# New Holland 848 Round Bailer, Help



## Jim From (Aug 4, 2015)

Hi Everyone,

We live in Northern New Brunswick Canada, there are no New Holland dealers, and no help with round bailers, we have bought a NH 848 Round Bailer with wide pickup, S/N 829783, it is in good shape, but we know absolutely nothing about it and need help, we used it once and broke a side chain that supports the cross tubes that build the round bail. We need help is getting parts at a fair price with reasonable delivery costs, ex. we saw repair links for sale online from a NH dealer about 100 miles away, the links sold for about $20 and the shipping was nearly $50, this does not seem right. Our main problems are, getting parts, and adjusting the bailer, we need to know how to align the chains, adjust the tension, spacing at the stripper roll, setting the tension for the bail of hay, what is the relationship of the air bags to building a round bale, does it affect the density of the bale? We would like to buy a good user manual, new or used. And some where to buy parts, for us it would be cheaper if we can buy in Canada. Thanks for any help.

God bless

Jim


----------



## 8350HiTech (Jul 26, 2013)

Your dealer can get you a manual at a fair price if you can't find one used. eBay is often a good source if going the used route.


----------



## Jim From (Aug 4, 2015)

We don't have any NH dealers in New Brunswick, thanks.


----------



## 8350HiTech (Jul 26, 2013)

The dealer 100 miles from you should be able to get you one. There are also at least 5 on eBay for $30 or less and several parts books.


----------



## endrow (Dec 15, 2011)

Yes and the New Holland manuals are excellent they tell you everything and if you have bale command you would want to get that manual as well.


----------



## jr in va (Apr 15, 2015)

Breaking chain could be wear or an oversized bale.What diameter bales are you making?


----------



## tom-ky (May 30, 2011)

Shoup sells chains and repair links. I bought some from them, I think shipping was free if over $75 was ordered. I got a manual I would part with cheap.


----------



## Jim From (Aug 4, 2015)

Is your manual a repair manual, or the regular user manual that comes with the baler? I have that one but it doesn't tell you how to make the adjustments, simply that they must be done, example, align the rear sprockets so the bars fit in the rubber center slot, easier said than done. Please explain which manual you have, and what method or how do I pay you? Would like to see a photo of the manual to save confusion.

Thanks for the offer.

God bless

Jim


----------



## tom-ky (May 30, 2011)

I have a dealer copy of a owner's manual. It show how to do adjustments, does your owner's manual not show that? Not sure why you are having trouble getting the bars to fit in the slots, I have put a new set of chains in one, putting simple job really.


----------



## Jim From (Aug 4, 2015)

We finally managed to repair the chain and get the rear sprockets to align so the bars (tubes) fit in the center sprocket.

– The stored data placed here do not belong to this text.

PR #700, opened 2017-10-17
Temporary workaround for missing residue mappings

onursumer:
# What? Why?
Temporary fix for https://github.com/cBioPortal/cbioportal/issues/3259

# Checks
  the `-s` option)

### DIFF
--- a/src/shared/lib/StoreUtils.ts
+++ b/src/shared/lib/StoreUtils.ts
@@ -76,7 +76,13 @@ export async function fetchPdbAlignmentData(uniprotId: string,
                                             client:Genome2StructureAPI = g2sClient)
 {
     if (uniprotId) {
-        return await client.getAlignmentUsingGET({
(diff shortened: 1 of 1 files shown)


src/shared/lib/StoreUtils.ts
```diff
@@ -76,7 +76,13 @@ export async function fetchPdbAlignmentData(uniprotId: string,
...
 {
     if (uniprotId) {
-        return await client.getAlignmentUsingGET({
+        // return await client.getAlignmentUsingGET({
+        //     idType: "uniprot",
+        //     id: uniprotId
+        // });
+
+        // TODO temporary workaround to exclude alignments with no residue mapping data
+        return await client.postResidueMappingUsingGET({
```
inodb: @onursumer maybe good to explain a bit more clearly why this works and the other doesn't. Anyway good for now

The baler is working fine except that the chain on the left (looking from the back) has about 1 - 2" more slack than the one on the right, looking at the chain with the rear fully opened. We suspect the left one is stretched or the right one has more new links. Would adding more air pressure to that side correct the slack or even be a good idea? We now have both sides at 30 psig. Our bales are fairly solid, and thought the lower pressure would be easier on the chains.

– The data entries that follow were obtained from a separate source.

PR #704, opened 2017-10-18
Only display the CNA variant shown in the table in CIViC tooltip

### LINKED ISSUE #674: Issue with CIVIC and CNA data?
I just noticed an example of an unexpected CIVIC annotation. The alteration is AMP but the CIVIC information is about a DELETION:

image

I thought we were using AMP/DEL info to find a correct match, and if a correct match was not found but some other information about the gene *was* found, we would make the icon grey?

oplantalech:
# What? Why?
Fix #674.

### DIFF
--- a/src/pages/patientView/copyNumberAlterations/column/AnnotationColumnFormatter.spec.tsx
+++ b/src/pages/patientView/copyNumberAlterations/column/AnnotationColumnFormatter.spec.tsx
@@ -55,7 +55,7 @@ describe('AnnotationColumnFormatter', () => {
         
         assert.deepEqual(
             AnnotationColumnFormatter.hasCivicVariants(cna, civicGenes, civicVariants), false,
-            'Civic has variants');
+            'Civic has no variants');
     });
 
 
--- a/src/pages/patientView/copyNumberAlterations/column/AnnotationColumnFormatter.tsx
+++ b/src/pages/patientView/copyNumberAlterations/column/AnnotationColumnFormatter.tsx
@@ -11,7 +11,7 @@ import {generateQueryVariantId, generateQueryVariant} from "shared/lib/OncoKbUti
 import {IndicatorQueryResp, Query} from "shared/api/generated/OncoKbAPI";
 import {getAlterationString} from "shared/lib/CopyNumberUtils";
 import {ICivicVariant, ICivicGene, ICivicEntry, ICivicVariantData, ICivicGeneData, ICivicGeneDataWrapper, ICivicVariantDataWrapper} from "shared/model/Civic.ts";
-import {buildCivicEntry} from "shared/lib/CivicUtils";
+import {buildCivicEntry, getCivicCNAVariants} from "shared/lib/CivicUtils";
 
 /**
  * @author Selcuk Onur Sumer
@@ -73,10 +73,10 @@ export default class AnnotationColumnFormatter
     {
         let civicEntry = null;
         let geneSymbol: string = copyNumberData[0].gene.hugoGeneSymbol;
-        let geneVariants: {[name: string]: ICivicVariantData} = civicVariants[geneSymbol];
+        let geneVariants:{[name: string]: ICivicVariantData} = getCivicCNAVariants(copyNumberData, geneSymbol, civicVariants);
         let geneEntry: ICivicGeneData = civicGenes[geneSymbol];
         //Only return data for genes with variants or it has a description provided by the Civic API
-        if (geneVariants || (geneEntry && geneEntry.description !== "")) {
+        if (!_.isEmpty(geneVariants) || geneEntry && geneEntry.description !== "") {
             civicEntry = buildCivicEntry(geneEntry, geneVariants);
         }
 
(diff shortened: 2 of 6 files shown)


src/pages/patientView/copyNumberAlterations/column/AnnotationColumnFormatter.tsx
```diff
@@ -73,10 +73,10 @@ export default class AnnotationColumnFormatter
     public static hasCivicVariants (copyNumberData:DiscreteCopyNumberData[], civicGenes:ICivicGene, civicVariants:ICivicVariant): boolean
     {
         let geneSymbol: string = copyNumberData[0].gene.hugoGeneSymbol;
-        let geneVariants: {[name: string]: ICivicVariantData} = civicVariants[geneSymbol];
+        let geneVariants:{[name: string]: ICivicVariantData} = getCivicCNAVariants(copyNumberData, geneSymbol, civicVariants);
         let geneEntry: ICivicGeneData = civicGenes[geneSymbol];
 
-        if (geneEntry && !geneVariants) {
+        if (geneEntry && Object.keys(geneVariants).length === 0) {
```
onursumer: I would prefer `_.isEmpty(geneVariants)` here

src/shared/components/annotation/CivicCard.tsx
```diff
@@ -25,15 +25,19 @@ export default class CivicCard extends React.Component<ICivicCardProps, {}> {
...
 
         if (variantMap) {
-            for (let name in variantMap) {
-                let variant = variantMap[name];
-                let entryTypes: string = '';
-                for (let evidenceType in variant.evidence) {
-                    entryTypes += evidenceType.toLowerCase() + ': ' + variant.evidence[evidenceType] + ', ';
-                }
-                entryTypes = entryTypes.slice(0, -2) + '.';
+            if (Object.keys(variantMap).length === 0) {
```
onursumer: `_.isEmpty(variantMap)`

src/shared/lib/CivicUtils.ts
```diff
@@ -134,3 +135,21 @@ export function buildCivicEntry(geneEntry: ICivicGeneData, geneVariants: {[name:
         variants: geneVariants
     };
 }
+
+export function getCivicCNAVariants(copyNumberData:DiscreteCopyNumberData[], geneSymbol: string, civicVariants:ICivicVariant): {[name: string]: ICivicVariantData} {
+    let geneVariants: {[name: string]: ICivicVariantData} = {};
+    if (copyNumberData[0].alteration == 2) {
+        for (let alteration in civicVariants[geneSymbol]) {
+            if (alteration == "AMPLIFICATION") {
```
onursumer: In general, `===` is safer than `==`

inodb: @oplantalech Yes I mentioned this on a previous PR as well I believe, I don't think there's really any reason to use `==` in JS, always use `===`

oplantalech:
@onursumer @inodb Can you approve and merge? Thank you.

oplantalech:
@inodb It should be fixed now, so can you merge the PR?

src/pages/patientView/copyNumberAlterations/column/AnnotationColumnFormatter.spec.tsx
```diff
@@ -25,6 +25,8 @@ describe('AnnotationColumnFormatter', () => {
         let cna = getCnaData();
 
         let expectedCivicEntry = getExpectedCnaCivicEntry();
+        
+        console.log(AnnotationColumnFormatter.getCivicEntry(cna, civicGenes, civicVariants));
```
onursumer: I think we should try to avoid using `console.log`

src/pages/patientView/copyNumberAlterations/column/AnnotationColumnFormatter.tsx
```diff
@@ -73,10 +73,10 @@ export default class AnnotationColumnFormatter
     {
         let civicEntry = null;
         let geneSymbol: string = copyNumberData[0].gene.hugoGeneSymbol;
-        let geneVariants: {[name: string]: ICivicVariantData} = civicVariants[geneSymbol];
+        let geneVariants:{[name: string]: ICivicVariantData} = getCivicCNAVariants(copyNumberData, geneSymbol, civicVariants);
         let geneEntry: ICivicGeneData = civicGenes[geneSymbol];
         //Only return data for genes with variants or it has a description provided by the Civic API
-        if (geneVariants || (geneEntry && geneEntry.description !== "")) {
+        if ((Object.keys(geneVariants).length !== 0) || geneEntry && geneEntry.description !== "") {
```
onursumer: `_.isEmpty(geneVariants)`?

src/shared/components/annotation/CivicCard.spec.tsx
```diff
@@ -35,7 +35,7 @@ describe('CivicCard', () => {
 
     it('should not have variant', () => {
         const wrapper = shallow(<CivicCard {...props}/>);
-        expect(wrapper.find('.civic-card-variant')).to.have.length(0);
+        expect(wrapper.find('.civic-card-variant')).to.have.length(1);
```
onursumer: So, the unit test definition claims that `it should not have variant`, but then we expect to have 1 `civic-card-variant`. Seems a bit contradicting to me.

onursumer:
@oplantalech I just requested a few more small changes, can you look into them as well? Thanks.

src/shared/components/annotation/CivicCard.spec.tsx
oplantalech: Now, with the new implementation, `civic-card-variant` is created when there are no variants, only with the `civic-card-variant-description summary` item. However, other items of this part like `civic-card-variant-header`, `civic-card-variant-name` and `civic-card-variant-entry-types` are not created, so I am going to add this three parts as the test to check if there is a variant or not, I think it would make more sense.

oplantalech:
Thank you @onursumer for your comments. Now everything should be corrected.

We have the bale Command in the tractor, the huge box that is supposed to tell you when the bale is full size and alert, to add more hay left or right, but this box is completely useless, the only thing we use it for is to extend and retract the twine arms for tying, I have tried to get it to "Learn" but it just does not seem to be communicating with the baler, other than send the signal to move the twine arms, it beeps and gives loud alerts but they don't seem to correspond to what is happening, sometimes even the eject alert at full bale size does not sound, would anyone have the wiring diagram so we can trace and make sure all are functioning, or is there a simple box we could replace this huge thing with that would be reliable for bale size and control for the tying, we could build our own if we knew what the wires were for.

Thanks for all the help

God bless

Jim


----------



## mike10 (May 29, 2011)

As the chain wears it is normal for one side chain to be longer than the other side. You can always tell on those machines which side the operator favored when making a bale because that is the side that wears most. There is no difference in the number of links from one side to the other because if there were the slats would no align with the center rubber sprockets on the tailgate and drive shaft.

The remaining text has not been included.